Dan orang yang tetap tiada berbudi, biarpun pikirannya sudah cerdas benar, tiadalah boleh dipisahkan benar, karena umumnya pendidikannyalah yang salah; orang telah banyak, bahkan sudah sangat banyak mengikhtiarkan kecerdasan pikirannya, tetapi apakah yang telah diperbuat orang akan membentuk budinya? Suatupun tiada!

Dengan sepenuh hati saya benarkan pikiran suami Nyonya, yang demikian jelasnya tertulis dalam surat edaran tentang perkara pengajran bagi gadis Bumiputra: Perempuan itu jadi soko guru peradaban! Bukankarena perempuan yang dipandang cakap untuk itu, melainkan oleh karena saya sendiri yakin sungguh bahwa dari perempuan itu pun mungkin timbul pengaruh yang besar, yang besar akibatnya, dalam hal membaikkan maupun memburukkan kehidupan, bahwa dialah yang paling banyak dapat membantu memajukan kesusilaan manusia.

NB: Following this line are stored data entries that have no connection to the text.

PR #539, opened 2016-11-03
Update JWT token to accept region_code

LJBabbage:
To include region_code in the JWT and store the result in metadata["region_code"]. It has been agreed that it will be optional to begin with and then mandatory at a later date. If it is not passed in the JWT it will be stored as None. Surveys which are currently inflight, which don't have region_codes have been protected against and will still work.  
This functionality will be used in the future so front end tests are not possible at this time.

### How to review 
We currently don't use this functionality so the best way is to add {{ meta.survey.region_code}} somewhere on the landing page(can be any page) and use /dev to make sure it changes when the dev page region code drop down changes.

### DIFF
--- a/app/templating/metadata_template_preprocessor.py
+++ b/app/templating/metadata_template_preprocessor.py
@@ -55,6 +55,7 @@ class MetaDataTemplatePreprocessor(object):
             "start_date":  self._format_date(metadata["ref_p_start_date"]),
             "end_date": self._format_date(metadata["ref_p_end_date"]),
             "employment_date": self._format_date(metadata["employment_date"]),
+            "region_code": metadata["region_code"] if 'region_code' in metadata else None,
             "period_str": metadata["period_str"],
         }
         return survey_meta
--- a/tests/integration/create_token.py
+++ b/tests/integration/create_token.py
@@ -13,7 +13,8 @@ RETURN_BY = "2016-05-06"
 TRAD_AS = "Integration Tests"
 EMPLOYMENT_P_DATE = "1983-06-02"
 
-def create_token(form_type_id, eq_id, start_date=None, end_date=None, employment_date=None):
+
+def create_token(form_type_id, eq_id, start_date=None, end_date=None, employment_date=None, region_code=None):
         user = USER
         exp_time = 3600                         # one hour from now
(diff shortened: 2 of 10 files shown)


LJBabbage:
In WIP till https://github.com/ONSdigital/ons-schema-definitions/pull/11 is merged

app/templating/metadata_template_preprocessor.py
```diff
@@ -55,6 +55,7 @@ def _build_survey_meta(self, questionnaire_schema):
             "start_date":  self._format_date(metadata["ref_p_start_date"]),
             "end_date": self._format_date(metadata["ref_p_end_date"]),
             "employment_date": self._format_date(metadata["employment_date"]),
+            "region_code": metadata["region_code"] if 'region_code' in metadata else None,
```
benjefferies, line 58: Would this not fail with KeyError if region_code wasn't in metadata or is that a misunderstanding?

tests/integration/create_token.py
```diff
@@ -37,13 +38,18 @@ def create_token(form_type_id, eq_id, start_date=None, end_date=None, employment
         else:
             ref_p_employment_date = employment_date
 
+        if region_code is None:
```
benjefferies: We could tidy the conditional statements up and put the defaults as the constants possibly

benjefferies (commented):
Can we not merge this in before https://github.com/ONSdigital/ons-schema-definitions/pull/11/files as it's only documentation updates?

tests/integration/create_token.py
LJBabbage: This is actually a mistake and should have been taken out, there should be no default. It was agreed it should be None if a value isn't provided

pricem14pc:
Ok from us Lewis. We will  be releasing our changes to introduce regions_code into our EQ JWT in release 5.5.3 currently planned for w/c 21 Nov

app/templating/metadata_template_preprocessor.py
LJBabbage: As discussed this is the standard format for an if else on one line in python

ajmaddaford (approved):

Issue #538, opened 2016-11-03
Validation error shows server error page when validation errors on page with skip condition question


benjefferies:
### Expected behaviour
Validation errors relating to questions should appear at top of page

### Actual behaviour
Server error page is displayed

### Steps to reproduce the behaviour

1. Start star wars survey
1. Choose Leyoda, lightside
1. Complete page 2
1. Complete page 3 selecting `Awesome, I love them all` to question `What do you think of the prequel series?`
1. Try to `Save and continue` without selecting an answer

### Technical information
Error occurs at https://github.com/ONSdigital/eq-survey-runner/blob/master/app/questionnaire/questionnaire_manager.py#L322. The reason is because we cannot use __dict__ on a dict. Initially rule['when'] is an object but we use __dict__ to get the dict of the attributes but we also reassign rule['when'] to a dict therefore when we try to convert this to a dict using __dict__ the second time it fails as it is already a dict.

### Screenshot
![image](https://cloud.githubusercontent.com/assets/15050019/19962809/4a48ef74-a1b1-11e6-816f-4d876ac711a4.png)

collisdigital:
Fixed by #540

yoganandkunche:
Defect passed retest in pre-prod

PR #540, opened 2016-11-03
Fixing dict conversion bug

benjefferies:

When posting invalid answers that contain questions with skip_conditions
state modification causes a error to be raised which redirects the user
to a server error page when they should see the errors.
We now create a deep copy of the object so when we change state it
doesn't affect the state item.

### How to review 
See steps to replicated in #538

### DIFF
--- a/app/schema/skip_condition.py
+++ b/app/schema/skip_condition.py
@@ -1,5 +1,11 @@
+import copy
 
 
 class SkipCondition(object):
     def __init__(self):
         self.when = None
+
+    def as_dict(self):
+        self_copy = copy.deepcopy(self.__dict__)
+        self_copy['when'] = self_copy['when'].__dict__ if self.when else None
+        return self_copy
--- a/app/data/test_skip_condition.json
+++ b/app/data/test_skip_condition.json
@@ -1,0 +1,184 @@
+{
+   "mime_type":"application/json/ons/eq",
+   "questionnaire_id":"0",
+   "schema_version":"0.0.1",
+   "survey_id":"0",
+   "title":"Test skip condition",
+   "theme":"default",
+   "description":"A questionnaire to test skip condition.",
+   "introduction":{
+      "description":"",
+      "information_to_provide":[
+         "Breakfast foods",
+         "Other info"
+      ]
+   },
+   "display":{
+      "properties":{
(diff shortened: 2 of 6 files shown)


app/parser/v0_0_1/schema_parser.py
```diff
@@ -251,7 +248,7 @@ def _parse_question(self, schema, questionnaire):
             question.id = ParserUtils.get_required_string(schema, "id")
             question.title = ParserUtils.get_required_string(schema, "title")
             question.description = ParserUtils.get_required_string(schema, "description")
-            question.skip_condition = self._parse_skip_condition(ParserUtils.get_optional(schema, "skip_condition"))
+            question.skip_condition = schema.get("skip_condition")
```
ajmaddaford: I don't think we should be changing how one property of the schema object works, this would make it inconsistent with every other property. Is it possible to revert this and add an as_dict method to `schema/skip_condition.py`?

ajmaddaford (changes requested):

app/parser/v0_0_1/schema_parser.py
benjefferies: I'd agree it's against the grain of how the schema is now but knowing that we are going to be removing the schema model imminently to use a dict anyway is it worth it also it's only being used in that one place?

app/schema/skip_condition.py
```diff
@@ -1,5 +1,11 @@
+import copy
 
 
 class SkipCondition(object):
     def __init__(self):
         self.when = None
+
+    def copy_as_dict(self):
```
ajmaddaford: Do we need to know it's a copy, or can we just call the method `as_dict`?

ajmaddaford (changes requested):

app/schema/skip_condition.py
benjefferies: I would question why they weren't using .**dict** if I saw it that's all

jonnyshaw89: Why does it need to be a copy? Are we modifying it? if so, should we be?

jonnyshaw89 (approved):

ajmaddaford (approved):

PR #542, opened 2016-11-04
Remove period id from URL and multiple survey checks

LJBabbage:
Removal of the period ID from the URL and an update to multiple surveys check

### How to review 
1. Open any survey from /dev and look at the URL, make sure the url no longer has the period id. Make sure all the tests work
2. Make sure the multiple survey check still works (see how to recreate https://github.com/ONSdigital/eq-survey-runner/issues/379)


samiwel (approved):
These all seem like sensible modifications to me.
`period_id` value doesn't appear to be used anywhere so makes sense to remove it.

ajmaddaford (approved):

Issue #524, opened 2016-10-26
Get metadata can throw a RuntimeException during error handling causing stacktrace to be displayed in browser


benjefferies:
### Expected behaviour

When an error occurs for a user with no metadata in the application we should see a error page with an error code
### Actual behaviour

When an error occurs for a user with no metadata in the application we should see a stacktrace
### Steps to reproduce the behaviour
- Start questionnaire
- Invalidate metadata (Unsure how to do this)
- Refresh page
### Technical information

We throw a runtime exception when there is no meta data here https://github.com/ONSdigital/eq-survey-runner/blob/master/app/data_model/questionnaire_store.py#L37
#### Browser

Chrome
53.0.2785.143
#### Operating System

OS X 10.11.6
### Screenshot

[RuntimeError_ ('No metadata for user %s', '5a4ede5dea984997fe13bf1138ebaff4addcf389e1d5d918bbec411b7db5a0aa') __ Werkzeug Debugger.pdf](https://github.com/ONSdigital/eq-survey-runner/files/553755/RuntimeError_.No.metadata.for.user.s.5a4ede5dea984997fe13bf1138ebaff4addcf389e1d5d918bbec411b7db5a0aa.__.Werkzeug.Debugger.pdf)

collisdigital:
We believe this to be caused by having two different browsers/users open against the same session (ru_ref); we plan to prevent this scenario soon; will review this defect when that happens.

jonnyshaw89:
Also we appear not to be catching exceptions properly and displaying 500 error page.

ajmaddaford:
If we find there is no metadata then we should redirect to /session-expired. Card added to Trello https://trello.com/c/aMZBGZy2/1411-log-user-out-when-no-metadata

PR #543, opened 2016-11-04
Removing plumber

benjefferies:

[trello](https://trello.com/c/au4LlbSV/706-5-replacing-plumber-with-jinja-templating)

There were two strategies for resolving variable substitution in the
application causing overheads in maintenance.

* Using python string substitution
* Using jinja templating engine

The only templating strategy implemented now is using jinja.

### How to review 
We shouldn't be hand rolling our own templating.
Jinja should be used for templating
Tests should exist for templating filters


app/questionnaire/questionnaire_manager.py
```diff
@@ -85,14 +85,15 @@ def get_rendering_context(self, location, is_valid=True):
...
         if self.state:
-            self._plumbing_preprocessing()
+            context = self._get_schema_template_context()
+            self._plumb(context, self.state)
             self._conditional_display(self.state)
 
         # look up the preprocessor and then build the view data
         return build_questionnaire_model(self._json, self.state)
 
     def get_summary_rendering_context(self):
```
benjefferies: Considering moving all of the rendering context thus plumbing related logic out into it's own file. Apart from that the `piping` has been stripped back to only what is required

app/main/views/questionnaire.py
```diff
@@ -115,26 +125,37 @@ def redirect_to_questionnaire_page(eq_id, form_type, collection_id, location):
...
+def _same_survey(eq_id, form_type, collection_id):
     metadata = get_metadata(current_user)
     current_survey = eq_id + form_type + collection_id
     metadata_survey = metadata["eq_id"] + metadata["form_type"] + metadata["collection_exercise_sid"]
     return current_survey == metadata_survey
 
 
-def render_page(location, is_valid):
-    context = g.questionnaire_manager.get_rendering_context(location, is_valid)
+def _render_page(location, context):
```
ajmaddaford: I think we should remove the TemplateRegistry. Some routes know what template they should use (summary and thank-you), confirmation isn't used, and introduction should probably be it's own route.

app/main/views/questionnaire.py
```diff
@@ -70,39 +78,41 @@ def get_summary(eq_id, form_type, collection_id):
     navigator = g.questionnaire_manager.navigator
     latest_location = navigator.get_latest_location(get_answers(current_user), get_completed_blocks(current_user))
     if latest_location is 'summary':
-        return render_page('summary', True)
+        metadata = get_metadata(current_user)
+        answers = get_answers(current_user)
+        schema_json = _render_schema(g.schema_json, answers, metadata)
```
jonnyshaw89, line 92: These lines are basically the same as in _questionnaire_rendering_context()
Could we combine these somehow?

app/templating/metadata_context.py
```diff
@@ -0,0 +1,76 @@
...
+        respondent_id = metadata["ru_ref"]
+        name = metadata["ru_name"]
+        trading_as = metadata["trad_as"]
+    else:
+        respondent_id = None
+        name = None
+        trading_as = None
+
+    respondent_meta = {
+        "tx_id": convert_tx_id(metadata["tx_id"]),
```
ajmaddaford, line 32: What if metadata is None?

app/main/views/questionnaire.py
```diff
@@ -30,11 +36,11 @@
 @questionnaire_blueprint.before_request
 @login_required
 def check_survey_state():
-    json, schema = get_schema()
-    g.questionnaire_manager = QuestionnaireManager(schema, json=json)
+    g.schema_json, g.schema = get_schema()
```
iwootten, line 40: Have we determined a way to bind at an application level, rather than per request in order to cache the schema?

app/main/views/questionnaire.py
```diff
@@ -47,15 +53,17 @@ def add_cache_control(response):
 @questionnaire_blueprint.route('<location>', methods=["GET"])
 @login_required
 def get_questionnaire(eq_id, form_type, collection_id, location):
-    return render_page(location, True)
+    g.questionnaire_manager.build_state(location, get_answers(current_user))
```
iwootten: I kind of feel we shouldn't be accessing flasks globals in this way. Flask has pretty clear guidance on using the app context http://flask.pocoo.org/docs/0.11/appcontext/. 

I'm aware this has crept in elsewhere, but I think we should be creating accessors as per the questionnaire store approach in globals.py.

app/main/views/questionnaire.py
collisdigital: For info, in the Alpha when using Cassandra the connection pool was setup once at startup; this was done outside of any Flask mechanism as it turned out the request and application contexts in Flask are all per-request so aren't cached between requests. There may be a more 'Flask' way of doing it however, the PR related to this is here: https://github.com/ONSdigital/alpha-eq-survey-runner/pull/54

ajmaddaford: We definitely need to do this, but not in this pull request

app/templating/metadata_context.py
```diff
@@ -0,0 +1,76 @@
...
+def _build_survey_meta(questionnaire_schema, metadata):
+    introduction = questionnaire_schema['introduction']
+
+    survey_meta = {
+        "title": questionnaire_schema['title'],
+        "survey_code": questionnaire_schema['survey_id'],
+        "description": _get_description(introduction),
+        "information_to_provide": _get_info_to_provide(introduction),
+        "theme": questionnaire_schema['theme'],
+        "return_by": _format_date(metadata["return_by"]),
```
ajmaddaford: We shouldn't be formatting dates here, it should be done in the template. This will be important when we need to output dates in Welsh.

app/templating/template_context.py
```diff
@@ -0,0 +1,85 @@
+import logging
```
ajmaddaford: template_context is very generic - would it be worth having `questionnaire_context` and `summary_context`?

app/templating/template_context.py
```diff
@@ -0,0 +1,85 @@
...
+    """
+    return {
+      "exercise": _build_exercise(metadata),
+      "answers": _map_alias_to_answers(aliases, answers),
+    }
+
+
+def _build_rendering_context(meta, content):
+    return {
+      "meta": meta,
```
ajmaddaford: I don't think we should be returning meta and content from this method, I think we should just return the content. It would make testing this class a lot simpler (no need to mock metadata) and the metadata is always treated separately to the content (we explicitly pull it out of this dict to pass it to the template).

app/main/views/questionnaire.py
benjefferies: From what I can see there is no 'flask' way of sharing state between requests. This would leave us with a similar option to where @collisdigital has pointed us where we manage our own global state. There are a couple of things we would have to consider here as the schema_json is modified. Mutability and multithreading isn't fun

ajmaddaford (changes requested):

app/main/views/questionnaire.py
benjefferies: Fair enough, boy scout rule has convinced me to pick this one up. I'll create an accessor for the questionnaire_manager

app/templating/metadata_context.py
benjefferies: At this moment in time can't be. It raises an error if it doesn't exist

app/templating/template_context.py
benjefferies: Good point will do this

app/templating/template_context.py
benjefferies: Fair point, should of clocked on but had tunnel vision trying to get it in!

app/templating/metadata_context.py
benjefferies: Shall we do this now or raise a ticket to action after?

app/main/views/questionnaire.py
```diff
@@ -115,26 +125,37 @@ def redirect_to_questionnaire_page(eq_id, form_type, collection_id, location):
...
 
 
-def render_page(location, is_valid):
-    context = g.questionnaire_manager.get_rendering_context(location, is_valid)
+def _render_page(location, context):
     template = TemplateRegistry.get_template_name(location)
     navigator = g.questionnaire_manager.navigator
     previous_location = navigator.get_previous_location(get_answers(current_user), location)
-    return render_template(template, context, previous_location)
+    return _render_template(template, context, previous_location)
```
ajmaddaford: I think we need to rationalise these methods `_render_page > render_template > render_theme_template`, each one is returning a call to another method. How about we refactor `_render_template` into a method to get the theme, and call `render_theme_template` from this method?

app/templating/metadata_context.py
```diff
@@ -0,0 +1,76 @@
+import logging
+
+from app.libs.utils import convert_tx_id
+from app.utilities.date_utils import to_date
+
+logger = logging.getLogger(__name__)
+
+
+def build_metadata(schema_json, metadata):
```
ajmaddaford: I don't think we should be passing schema_json to this method, it looks like it would be worth introducing an introduction context rather than overload the metadata context with it.

ajmaddaford (changes requested):

app/templating/metadata_context.py
benjefferies: Metadata can't be None at this point

app/templating/metadata_context.py
benjefferies: Done

app/templating/template_context.py
benjefferies: Done

app/templating/template_context.py
benjefferies: Done

app/main/views/questionnaire.py

app/templating/metadata_context.py
jonnyshaw89: Can it be?

collisdigital: Related? #524

app/main/views/questionnaire.py
benjefferies: Will look at the options, the trouble is the context is different

app/main/views/questionnaire.py

app/templating/metadata_context.py
benjefferies: Done

app/questionnaire/questionnaire_manager.py
```diff
@@ -1,19 +1,27 @@
...
 
-from flask import render_template_string
+from flask import g
 
 from flask_login import current_user
 
 logger = logging.getLogger(__name__)
 
 
+def get_questionnaire_manager(schema, schema_json):
```
benjefferies, line 15: @iwootten I would have put this in globals but it introduces a circular dependency. Also at the moment the globals contains questionnaire store related stuff which is nice without this polluting it however not sure where else to put this. The other option is it can live in its own file

app/main/views/questionnaire.py
```diff
@@ -115,26 +135,33 @@ def redirect_to_questionnaire_page(eq_id, form_type, collection_id, location):
...
-def render_page(location, is_valid):
-    context = g.questionnaire_manager.get_rendering_context(location, is_valid)
-    template = TemplateRegistry.get_template_name(location)
-    navigator = g.questionnaire_manager.navigator
-    previous_location = navigator.get_previous_location(get_answers(current_user), location)
-    return render_template(template, context, previous_location)
-
-
-def render_template(template, context, previous_location):
+def _render_template(location, context, rendered_schema_json=None, page=None):
```
ajmaddaford: - I think the `page` parameter should be renamed `template` and explicitly pass in the filename 'questionnaire.html'
- `rendered_schema_json` doesn't appear to be passed in by anything

app/questionnaire/questionnaire_manager.py
```diff
@@ -79,36 +84,17 @@ def process_incoming_answers(self, location, post_data):
...
         # Build the state from the answers
         self.state = None
         if self._schema.item_exists(item_id):
             schema_item = self._schema.get_item_by_id(item_id)
             self.state = schema_item.construct_state()
             self.state.update_state(answers)
+            self._conditional_display(self.state)
+        if self.state:
+            context = build_schema_context(get_metadata(current_user), self._schema.aliases, answers)
+            self.renderer.render_state_item(self.state, context)
```
ajmaddaford: I think we should rename `render_state_item` to `render_state`, we don't refer to state items anywhere else.

ajmaddaford (changes requested):

app/main/views/questionnaire.py

app/questionnaire/questionnaire_manager.py
benjefferies: Done

ajmaddaford (approved):

Issue #492, opened 2016-10-13
Two same surveys for different months when launched contains 'data' even when Get Started is clicked for the first time.


yoganandkunche:
### Expected behaviour

So data/errors exists for these surveys even though they are just started.

**_Note**_ Issue is intermittent.
### Actual behaviour

Both the surveys must not contain any previously saved data.
### Steps to reproduce the behaviour

Launch two surveys of the same type simultaneously (each for different period (month))
Click on [Get Started] for both the survey's

collisdigital:
Has anyone seen this recently? Suggest we close this if no reccurrance in the last month?

benjefferies:
I haven't noticed the test fail

jonnyshaw89:
I see no harm in closing and re-opening if it occurs again

collisdigital:
Closing as not seen recently.

PR #553, opened 2016-11-09
Add Selenium test to simulate two months being worked on at the same …

LJBabbage:
A test for #492 to see if we can recreate the problem after the refactoring of survey runner. Two different months being worked on at the same time using the same form type 

### How to review 
Make sure all the frontend tests work correctly "yarn test"

### DIFF
--- a/tests/functional/spec/same-survey-diff-month.spec.js
+++ b/tests/functional/spec/same-survey-diff-month.spec.js
@@ -1,0 +1,76 @@
+import assert from 'assert'
+import chai from 'chai'
+import {getRandomString, startQuestionnaire} from '../helpers'
+import reportingPeriod from '../pages/surveys/rsi/0102/reporting-period.page'
+import retailTurnoverPage from '../pages/surveys/rsi/0102/retail-turnover.page'
+import internetSalesPage from '../pages/surveys/rsi/0102/internet-sales.page'
+import changeInRetailTurnover from '../pages/surveys/rsi/0102/changes-in-retail-turnover.page'
+import rsiSummaryPage from '../pages/surveys/rsi/0102/rsi-summary.page'
+import devPage from '../pages/dev.page'
+import landingPage from '../pages/landing.page'
+import multipleSurveys from '../pages/multiple-survey.page'
+
+const expect = chai.expect
+
+describe('RSI - Multiple months of one form type being worked on at the same time ', function() {
+
+    it('Given the RSI survey 0102 when a second surveys is open for a different month then the first survey shows the multiple survey page and the 2nd survey continues to work and has the correct data', function() {
+
+        //Given that RSI business survey 0102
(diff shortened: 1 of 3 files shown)


tests/functional/spec/same-survey-diff-month.spec.js
```diff
@@ -0,0 +1,73 @@
...
+const expect = chai.expect
+
+describe('RSI - Multiple months of one form type being worked on at the same time ', function() {
+
+    it('Given the RSI survey 0102 when a second surveys is open for a different month then the first survey shows the multiple survey page and the 2nd survey continues to work and has the correct data', function() {
+
+        //Given that RSI business survey 0102
+        devPage.open()
+          .setUserId(getRandomString(10))
+          .setCollectionId(getRandomString(3))
```
collisdigital: Possibility that both launches will contain the same values because they are random; however unlikely it could cause a false positive. What about prefixing each with something unique e.g. "A" + getRandom...

tests/functional/spec/same-survey-diff-month.spec.js
```diff
@@ -0,0 +1,73 @@
...
+
+const expect = chai.expect
+
+describe('RSI - Multiple months of one form type being worked on at the same time ', function() {
+
+    it('Given the RSI survey 0102 when a second surveys is open for a different month then the first survey shows the multiple survey page and the 2nd survey continues to work and has the correct data', function() {
+
+        //Given that RSI business survey 0102
+        devPage.open()
+          .setUserId(getRandomString(10))
```
collisdigital: I thought the issue was the same user id doing two periods; not different ones? Not sure it matters though?

LJBabbage: Would make it a more realistic test, has been updated

tests/functional/spec/same-survey-diff-month.spec.js
LJBabbage: Also an improvement

tests/functional/spec/same-survey-diff-month.spec.js
```diff
@@ -0,0 +1,76 @@
...
+        //Then the 1st survey shows the multiple survey page and the 2nd survey continues to works and has the correct data
+        browser.switchTab()
+        reportingPeriod.submit()
+        expect(multipleSurveys.isOpen()).to.be.true
+
+        browser.switchTab('second_survey')
+
+        retailTurnoverPage.setRetailTurnover(12345)
+        retailTurnoverPage.submit()
+        internetSalesPage.setInternetSales(1234)
```
benjefferies: Do we need to complete the survey or just submit the page and assert that the internet sales page is open?

benjefferies (approved):
Is it worth squashing down commits and this needs a rebase against master

ajmaddaford (approved):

Dari perempuanlah pertama-tama manusia itu menerima didikannya --di haribaannyalah anak itu belajar merasa dan berpikir, berkata-kata: dan makin lama makin tahulah saya, bahwa didikan yang mula-mula itu bukan tidak besar pengaruhnya bagi kehidupan manusia di kemudian harinya. Dan betapakah ibu Bumiputra itu sanggup mendidik anaknya, bila mereka itu sendiri tiada berpendidikan?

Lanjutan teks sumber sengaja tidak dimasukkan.